Stored items
PR #1092, opened 2020-11-02
Install python in the test262 Action.

Ms2ger:


.github/workflows/test.yml
```diff
@@ -15,6 +15,11 @@ jobs:
     runs-on: ubuntu-latest
     steps:
     - uses: actions/checkout@v2
+    - name: Setup python
```
ryzokuken, line 18:
```suggestion
    - name: use python v3.9
```

nit, for consistency.

ryzokuken (approved):
Thanks!

ryzokuken (approved):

Your goal: Taking the line with "nit, for consistency." as the start and the last line of the data above as the end, write out those two lines and every line between them exactly, and only those.

Result:
nit, for consistency.

ryzokuken (approved):
Thanks!

ryzokuken (approved):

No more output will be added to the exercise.